* EXERCISE PROMPT
Only a number is wanted here: the count of lines in the data below where the string "pretty" occurs.

☆ ☆ ☆ ☆

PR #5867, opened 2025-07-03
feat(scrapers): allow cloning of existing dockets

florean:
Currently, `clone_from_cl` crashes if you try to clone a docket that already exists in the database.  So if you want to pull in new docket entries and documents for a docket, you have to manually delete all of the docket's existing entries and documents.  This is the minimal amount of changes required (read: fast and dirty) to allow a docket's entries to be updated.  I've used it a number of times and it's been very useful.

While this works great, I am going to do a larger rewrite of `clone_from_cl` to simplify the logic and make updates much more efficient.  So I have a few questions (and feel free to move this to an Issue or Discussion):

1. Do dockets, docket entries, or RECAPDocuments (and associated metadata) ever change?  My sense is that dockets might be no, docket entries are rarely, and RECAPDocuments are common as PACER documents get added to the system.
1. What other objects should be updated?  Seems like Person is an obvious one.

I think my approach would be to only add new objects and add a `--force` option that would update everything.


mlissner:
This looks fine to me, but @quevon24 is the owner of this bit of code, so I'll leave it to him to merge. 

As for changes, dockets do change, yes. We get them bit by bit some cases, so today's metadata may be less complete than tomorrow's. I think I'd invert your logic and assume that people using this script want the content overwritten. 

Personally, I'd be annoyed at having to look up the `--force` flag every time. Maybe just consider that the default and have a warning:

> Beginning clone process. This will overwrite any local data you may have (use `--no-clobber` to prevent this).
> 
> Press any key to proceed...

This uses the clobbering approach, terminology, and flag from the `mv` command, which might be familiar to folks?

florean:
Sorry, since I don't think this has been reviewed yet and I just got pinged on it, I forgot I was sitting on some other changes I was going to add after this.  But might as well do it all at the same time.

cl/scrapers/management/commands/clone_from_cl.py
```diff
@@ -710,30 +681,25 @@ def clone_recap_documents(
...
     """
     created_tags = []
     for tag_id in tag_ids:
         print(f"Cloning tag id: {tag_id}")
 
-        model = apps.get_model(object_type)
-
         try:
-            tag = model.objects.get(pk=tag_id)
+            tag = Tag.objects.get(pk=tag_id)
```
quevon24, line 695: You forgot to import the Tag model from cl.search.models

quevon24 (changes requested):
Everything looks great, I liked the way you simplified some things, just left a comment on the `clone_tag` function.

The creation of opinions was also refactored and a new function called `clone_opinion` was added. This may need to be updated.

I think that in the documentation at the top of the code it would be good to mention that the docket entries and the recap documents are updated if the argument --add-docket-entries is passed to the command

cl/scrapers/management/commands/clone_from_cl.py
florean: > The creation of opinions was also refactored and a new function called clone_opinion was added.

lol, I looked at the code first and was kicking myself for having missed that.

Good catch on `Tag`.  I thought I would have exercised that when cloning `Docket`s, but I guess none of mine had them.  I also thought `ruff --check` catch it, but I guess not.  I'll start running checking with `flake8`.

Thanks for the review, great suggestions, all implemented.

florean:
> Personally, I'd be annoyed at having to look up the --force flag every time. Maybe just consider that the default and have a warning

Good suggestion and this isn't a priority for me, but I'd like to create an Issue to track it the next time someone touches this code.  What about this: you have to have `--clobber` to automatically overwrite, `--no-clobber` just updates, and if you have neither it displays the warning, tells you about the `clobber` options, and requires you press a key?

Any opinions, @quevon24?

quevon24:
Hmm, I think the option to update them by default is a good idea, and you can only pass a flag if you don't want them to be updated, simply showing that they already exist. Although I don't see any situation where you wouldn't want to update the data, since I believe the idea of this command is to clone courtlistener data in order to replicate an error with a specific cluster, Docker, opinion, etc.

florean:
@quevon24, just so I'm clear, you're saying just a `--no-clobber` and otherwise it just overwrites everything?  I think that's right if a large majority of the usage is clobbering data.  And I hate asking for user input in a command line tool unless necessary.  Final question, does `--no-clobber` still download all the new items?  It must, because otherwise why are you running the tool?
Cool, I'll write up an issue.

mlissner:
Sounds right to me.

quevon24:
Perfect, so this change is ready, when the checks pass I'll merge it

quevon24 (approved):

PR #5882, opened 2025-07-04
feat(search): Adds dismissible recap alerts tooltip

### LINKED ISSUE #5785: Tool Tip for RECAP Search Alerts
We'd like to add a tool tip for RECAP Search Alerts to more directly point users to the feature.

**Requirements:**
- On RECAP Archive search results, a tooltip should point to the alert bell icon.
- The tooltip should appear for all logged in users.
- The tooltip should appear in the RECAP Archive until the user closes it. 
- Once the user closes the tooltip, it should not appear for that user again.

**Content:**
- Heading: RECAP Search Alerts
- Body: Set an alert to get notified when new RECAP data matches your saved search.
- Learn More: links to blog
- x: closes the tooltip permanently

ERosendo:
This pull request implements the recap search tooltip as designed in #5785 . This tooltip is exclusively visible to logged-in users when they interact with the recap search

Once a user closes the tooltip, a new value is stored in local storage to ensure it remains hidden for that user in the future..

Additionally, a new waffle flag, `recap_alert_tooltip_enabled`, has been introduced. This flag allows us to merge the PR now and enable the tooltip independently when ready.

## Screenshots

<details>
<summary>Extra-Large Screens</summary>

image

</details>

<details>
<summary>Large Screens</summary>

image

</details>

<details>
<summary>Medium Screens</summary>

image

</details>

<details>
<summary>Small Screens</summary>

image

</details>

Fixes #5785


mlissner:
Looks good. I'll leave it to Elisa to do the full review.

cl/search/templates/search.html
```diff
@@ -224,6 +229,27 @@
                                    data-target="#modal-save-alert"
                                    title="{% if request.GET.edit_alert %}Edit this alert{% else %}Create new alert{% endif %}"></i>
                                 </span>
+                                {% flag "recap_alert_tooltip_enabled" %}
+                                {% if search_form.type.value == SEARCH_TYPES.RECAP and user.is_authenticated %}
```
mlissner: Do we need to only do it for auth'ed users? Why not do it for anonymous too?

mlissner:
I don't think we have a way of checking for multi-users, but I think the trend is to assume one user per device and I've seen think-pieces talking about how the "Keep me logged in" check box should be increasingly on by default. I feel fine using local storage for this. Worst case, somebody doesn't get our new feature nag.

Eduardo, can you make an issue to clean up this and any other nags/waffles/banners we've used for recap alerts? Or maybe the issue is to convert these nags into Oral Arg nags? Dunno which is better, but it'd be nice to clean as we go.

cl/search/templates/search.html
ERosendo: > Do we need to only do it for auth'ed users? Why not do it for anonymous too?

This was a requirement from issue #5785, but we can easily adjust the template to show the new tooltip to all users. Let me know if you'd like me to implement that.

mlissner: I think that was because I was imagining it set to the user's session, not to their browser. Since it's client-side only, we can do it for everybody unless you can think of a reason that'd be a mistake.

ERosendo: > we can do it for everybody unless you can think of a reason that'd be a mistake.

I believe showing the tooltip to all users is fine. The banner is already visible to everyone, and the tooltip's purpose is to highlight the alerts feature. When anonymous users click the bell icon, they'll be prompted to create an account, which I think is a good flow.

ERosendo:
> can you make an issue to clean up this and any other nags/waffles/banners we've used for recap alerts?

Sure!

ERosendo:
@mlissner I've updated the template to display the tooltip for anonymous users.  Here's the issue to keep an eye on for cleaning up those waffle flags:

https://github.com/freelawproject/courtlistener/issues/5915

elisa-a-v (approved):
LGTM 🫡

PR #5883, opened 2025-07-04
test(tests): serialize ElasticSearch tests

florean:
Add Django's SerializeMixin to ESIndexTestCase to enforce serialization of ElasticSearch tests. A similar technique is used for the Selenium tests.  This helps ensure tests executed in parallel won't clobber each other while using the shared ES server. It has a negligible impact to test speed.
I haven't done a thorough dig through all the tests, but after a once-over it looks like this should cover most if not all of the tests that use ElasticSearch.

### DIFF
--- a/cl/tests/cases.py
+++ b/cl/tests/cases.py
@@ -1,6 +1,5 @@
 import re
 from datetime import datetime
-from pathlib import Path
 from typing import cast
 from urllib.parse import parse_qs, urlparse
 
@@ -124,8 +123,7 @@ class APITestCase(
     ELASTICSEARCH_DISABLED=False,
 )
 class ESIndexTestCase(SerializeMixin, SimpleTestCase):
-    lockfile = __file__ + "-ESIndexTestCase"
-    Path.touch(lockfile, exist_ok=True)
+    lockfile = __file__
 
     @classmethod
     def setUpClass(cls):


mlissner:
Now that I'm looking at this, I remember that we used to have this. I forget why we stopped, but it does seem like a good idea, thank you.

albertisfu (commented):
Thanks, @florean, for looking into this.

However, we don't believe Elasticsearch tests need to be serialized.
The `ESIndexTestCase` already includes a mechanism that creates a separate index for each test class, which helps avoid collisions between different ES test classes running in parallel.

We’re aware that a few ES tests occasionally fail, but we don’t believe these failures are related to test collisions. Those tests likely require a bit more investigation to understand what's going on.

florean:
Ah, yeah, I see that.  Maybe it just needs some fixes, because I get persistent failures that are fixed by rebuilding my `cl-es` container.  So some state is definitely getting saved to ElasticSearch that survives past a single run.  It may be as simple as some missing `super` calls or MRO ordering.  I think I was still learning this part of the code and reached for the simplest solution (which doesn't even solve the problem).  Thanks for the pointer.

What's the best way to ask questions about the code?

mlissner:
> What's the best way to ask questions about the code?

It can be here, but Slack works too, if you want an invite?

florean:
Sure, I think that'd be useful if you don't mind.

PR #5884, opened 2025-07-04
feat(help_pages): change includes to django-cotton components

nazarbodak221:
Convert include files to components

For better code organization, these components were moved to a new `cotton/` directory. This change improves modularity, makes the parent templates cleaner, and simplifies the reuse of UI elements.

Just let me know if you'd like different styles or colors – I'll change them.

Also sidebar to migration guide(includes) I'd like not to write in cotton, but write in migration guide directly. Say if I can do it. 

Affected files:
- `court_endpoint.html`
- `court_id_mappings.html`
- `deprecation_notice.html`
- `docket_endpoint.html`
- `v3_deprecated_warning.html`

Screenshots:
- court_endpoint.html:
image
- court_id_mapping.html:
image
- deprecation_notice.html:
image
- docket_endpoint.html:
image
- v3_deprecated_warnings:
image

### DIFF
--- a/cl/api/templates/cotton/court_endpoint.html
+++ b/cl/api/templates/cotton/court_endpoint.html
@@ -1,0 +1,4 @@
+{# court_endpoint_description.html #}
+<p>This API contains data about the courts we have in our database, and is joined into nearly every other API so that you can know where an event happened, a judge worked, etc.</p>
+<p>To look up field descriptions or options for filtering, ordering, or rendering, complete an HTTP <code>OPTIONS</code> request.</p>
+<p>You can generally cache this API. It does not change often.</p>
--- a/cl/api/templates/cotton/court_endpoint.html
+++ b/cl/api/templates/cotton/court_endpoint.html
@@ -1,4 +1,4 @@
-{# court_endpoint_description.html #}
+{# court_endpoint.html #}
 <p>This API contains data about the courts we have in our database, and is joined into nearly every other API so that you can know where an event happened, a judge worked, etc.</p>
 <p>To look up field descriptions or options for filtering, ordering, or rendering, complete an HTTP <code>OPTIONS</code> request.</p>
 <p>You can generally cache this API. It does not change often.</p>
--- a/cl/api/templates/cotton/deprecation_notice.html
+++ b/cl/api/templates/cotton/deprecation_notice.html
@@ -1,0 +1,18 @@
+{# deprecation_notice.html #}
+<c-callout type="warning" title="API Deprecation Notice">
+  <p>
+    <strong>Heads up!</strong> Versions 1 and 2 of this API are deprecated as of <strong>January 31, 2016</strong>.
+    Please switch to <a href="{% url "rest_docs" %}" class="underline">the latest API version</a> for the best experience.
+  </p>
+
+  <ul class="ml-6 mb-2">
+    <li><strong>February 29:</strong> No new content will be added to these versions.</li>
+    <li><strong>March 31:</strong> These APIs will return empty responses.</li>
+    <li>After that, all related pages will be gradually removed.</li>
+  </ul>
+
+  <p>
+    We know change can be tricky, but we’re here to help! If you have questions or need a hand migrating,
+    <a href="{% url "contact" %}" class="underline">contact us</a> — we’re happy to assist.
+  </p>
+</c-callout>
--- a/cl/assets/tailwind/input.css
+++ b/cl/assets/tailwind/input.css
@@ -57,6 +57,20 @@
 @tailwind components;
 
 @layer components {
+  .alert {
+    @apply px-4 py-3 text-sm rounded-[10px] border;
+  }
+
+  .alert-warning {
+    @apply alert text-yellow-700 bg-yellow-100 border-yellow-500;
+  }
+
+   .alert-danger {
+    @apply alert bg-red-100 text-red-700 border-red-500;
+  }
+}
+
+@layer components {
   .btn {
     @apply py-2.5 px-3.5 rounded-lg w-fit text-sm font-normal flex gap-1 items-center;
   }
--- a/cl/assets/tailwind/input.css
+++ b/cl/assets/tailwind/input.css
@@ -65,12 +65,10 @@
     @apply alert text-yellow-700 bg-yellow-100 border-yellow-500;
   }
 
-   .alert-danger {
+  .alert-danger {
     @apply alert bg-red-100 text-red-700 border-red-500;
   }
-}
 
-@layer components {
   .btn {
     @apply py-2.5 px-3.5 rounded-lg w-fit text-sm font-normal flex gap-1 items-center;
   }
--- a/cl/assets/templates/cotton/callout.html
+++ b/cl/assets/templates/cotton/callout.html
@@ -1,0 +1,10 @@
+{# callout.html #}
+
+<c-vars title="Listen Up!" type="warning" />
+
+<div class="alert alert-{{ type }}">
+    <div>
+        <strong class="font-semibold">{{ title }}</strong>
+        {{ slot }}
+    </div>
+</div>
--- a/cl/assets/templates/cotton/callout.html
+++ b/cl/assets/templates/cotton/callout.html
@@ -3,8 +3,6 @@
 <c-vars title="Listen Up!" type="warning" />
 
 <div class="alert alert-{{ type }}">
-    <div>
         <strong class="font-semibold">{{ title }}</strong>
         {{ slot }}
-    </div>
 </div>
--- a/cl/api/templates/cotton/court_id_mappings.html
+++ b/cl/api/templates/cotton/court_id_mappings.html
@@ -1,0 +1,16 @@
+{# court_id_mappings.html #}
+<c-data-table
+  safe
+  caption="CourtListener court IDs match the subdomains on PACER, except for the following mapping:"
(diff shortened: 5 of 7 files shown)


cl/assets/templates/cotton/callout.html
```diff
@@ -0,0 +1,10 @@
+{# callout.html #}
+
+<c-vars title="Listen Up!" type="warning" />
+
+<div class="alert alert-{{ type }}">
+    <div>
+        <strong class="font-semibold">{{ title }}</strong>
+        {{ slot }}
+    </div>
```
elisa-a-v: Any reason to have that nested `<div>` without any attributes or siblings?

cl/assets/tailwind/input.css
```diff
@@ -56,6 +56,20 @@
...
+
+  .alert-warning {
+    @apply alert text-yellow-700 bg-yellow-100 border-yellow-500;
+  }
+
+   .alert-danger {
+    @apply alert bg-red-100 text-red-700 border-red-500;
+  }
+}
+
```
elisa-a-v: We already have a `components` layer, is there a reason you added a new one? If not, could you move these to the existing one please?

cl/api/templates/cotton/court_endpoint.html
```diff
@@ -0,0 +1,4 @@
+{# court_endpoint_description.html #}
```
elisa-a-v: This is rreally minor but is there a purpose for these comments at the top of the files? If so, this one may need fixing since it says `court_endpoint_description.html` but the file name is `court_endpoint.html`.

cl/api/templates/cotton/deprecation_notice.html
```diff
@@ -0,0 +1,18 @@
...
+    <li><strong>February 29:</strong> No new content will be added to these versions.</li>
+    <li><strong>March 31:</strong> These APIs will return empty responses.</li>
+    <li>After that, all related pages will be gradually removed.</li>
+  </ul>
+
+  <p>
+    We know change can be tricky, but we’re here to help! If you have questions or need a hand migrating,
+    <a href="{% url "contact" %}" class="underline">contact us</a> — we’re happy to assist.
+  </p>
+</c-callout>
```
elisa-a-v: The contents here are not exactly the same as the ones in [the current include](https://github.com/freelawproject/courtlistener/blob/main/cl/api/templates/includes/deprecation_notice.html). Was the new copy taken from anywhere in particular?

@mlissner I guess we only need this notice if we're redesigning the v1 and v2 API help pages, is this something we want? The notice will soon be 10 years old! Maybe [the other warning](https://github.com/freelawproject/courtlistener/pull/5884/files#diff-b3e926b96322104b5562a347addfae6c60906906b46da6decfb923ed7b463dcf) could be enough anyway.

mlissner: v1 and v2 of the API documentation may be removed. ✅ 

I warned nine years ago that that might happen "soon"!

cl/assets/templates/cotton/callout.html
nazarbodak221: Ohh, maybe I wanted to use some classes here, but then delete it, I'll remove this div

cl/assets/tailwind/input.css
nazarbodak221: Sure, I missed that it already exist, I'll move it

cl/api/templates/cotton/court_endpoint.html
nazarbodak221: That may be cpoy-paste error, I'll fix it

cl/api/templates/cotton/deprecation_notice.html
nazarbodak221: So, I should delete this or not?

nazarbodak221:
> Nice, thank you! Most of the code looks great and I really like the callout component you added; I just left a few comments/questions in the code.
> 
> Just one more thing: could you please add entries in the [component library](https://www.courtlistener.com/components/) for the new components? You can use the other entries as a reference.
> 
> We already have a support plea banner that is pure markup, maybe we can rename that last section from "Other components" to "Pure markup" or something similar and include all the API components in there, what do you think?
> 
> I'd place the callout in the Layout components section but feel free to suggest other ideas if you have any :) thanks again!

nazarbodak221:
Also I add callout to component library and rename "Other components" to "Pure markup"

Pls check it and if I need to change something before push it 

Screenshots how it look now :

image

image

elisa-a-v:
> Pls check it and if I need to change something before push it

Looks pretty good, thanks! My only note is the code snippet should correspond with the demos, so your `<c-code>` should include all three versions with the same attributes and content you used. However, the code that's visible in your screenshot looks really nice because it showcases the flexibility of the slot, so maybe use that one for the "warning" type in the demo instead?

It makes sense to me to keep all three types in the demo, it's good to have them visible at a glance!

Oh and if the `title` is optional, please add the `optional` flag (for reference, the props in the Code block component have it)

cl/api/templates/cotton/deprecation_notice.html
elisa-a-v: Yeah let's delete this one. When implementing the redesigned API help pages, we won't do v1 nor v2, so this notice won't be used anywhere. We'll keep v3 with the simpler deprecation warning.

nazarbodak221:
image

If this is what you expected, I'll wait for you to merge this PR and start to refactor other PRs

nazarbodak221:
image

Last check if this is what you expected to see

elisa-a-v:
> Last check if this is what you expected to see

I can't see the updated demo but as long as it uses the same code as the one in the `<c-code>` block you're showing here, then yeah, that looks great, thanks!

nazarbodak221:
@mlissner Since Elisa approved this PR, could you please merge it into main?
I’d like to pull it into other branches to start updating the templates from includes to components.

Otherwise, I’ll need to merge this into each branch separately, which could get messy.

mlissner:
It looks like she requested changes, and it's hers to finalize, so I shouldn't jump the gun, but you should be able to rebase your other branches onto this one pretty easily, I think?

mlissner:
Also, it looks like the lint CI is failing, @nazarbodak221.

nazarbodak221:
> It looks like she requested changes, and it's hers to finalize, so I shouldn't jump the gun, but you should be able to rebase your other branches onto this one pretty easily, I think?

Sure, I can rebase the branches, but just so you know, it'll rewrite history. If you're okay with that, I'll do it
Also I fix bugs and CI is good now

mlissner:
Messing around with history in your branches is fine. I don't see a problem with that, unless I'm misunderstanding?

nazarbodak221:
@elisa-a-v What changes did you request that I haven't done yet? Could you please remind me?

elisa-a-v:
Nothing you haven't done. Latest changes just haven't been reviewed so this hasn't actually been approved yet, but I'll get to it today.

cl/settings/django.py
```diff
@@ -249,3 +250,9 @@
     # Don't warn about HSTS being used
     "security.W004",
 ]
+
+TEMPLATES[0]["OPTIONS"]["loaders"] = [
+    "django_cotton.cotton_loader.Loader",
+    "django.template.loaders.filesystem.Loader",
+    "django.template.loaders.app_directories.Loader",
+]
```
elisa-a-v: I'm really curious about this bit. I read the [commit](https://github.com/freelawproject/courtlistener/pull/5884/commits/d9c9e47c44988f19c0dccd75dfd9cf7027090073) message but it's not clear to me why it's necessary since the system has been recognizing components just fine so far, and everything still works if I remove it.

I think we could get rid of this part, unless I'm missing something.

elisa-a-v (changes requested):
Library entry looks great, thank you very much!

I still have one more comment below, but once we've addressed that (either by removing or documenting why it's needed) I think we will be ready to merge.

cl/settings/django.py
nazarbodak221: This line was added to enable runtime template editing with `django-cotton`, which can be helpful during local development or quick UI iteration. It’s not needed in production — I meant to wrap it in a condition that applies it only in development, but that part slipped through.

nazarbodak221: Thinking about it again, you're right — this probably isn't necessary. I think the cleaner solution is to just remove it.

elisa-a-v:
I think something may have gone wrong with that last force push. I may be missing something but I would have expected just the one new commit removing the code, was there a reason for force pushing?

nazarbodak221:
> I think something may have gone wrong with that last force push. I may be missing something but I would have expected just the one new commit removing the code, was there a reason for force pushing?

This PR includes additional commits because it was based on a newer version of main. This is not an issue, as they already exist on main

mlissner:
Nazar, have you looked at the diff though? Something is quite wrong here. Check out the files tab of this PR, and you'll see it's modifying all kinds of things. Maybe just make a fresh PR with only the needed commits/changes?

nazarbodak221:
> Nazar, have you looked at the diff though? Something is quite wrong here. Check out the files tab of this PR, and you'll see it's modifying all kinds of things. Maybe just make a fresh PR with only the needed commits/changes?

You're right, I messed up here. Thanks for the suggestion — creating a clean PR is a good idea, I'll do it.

☆ ☆ ☆ ☆

* ANSWER TO THE PROBLEM
3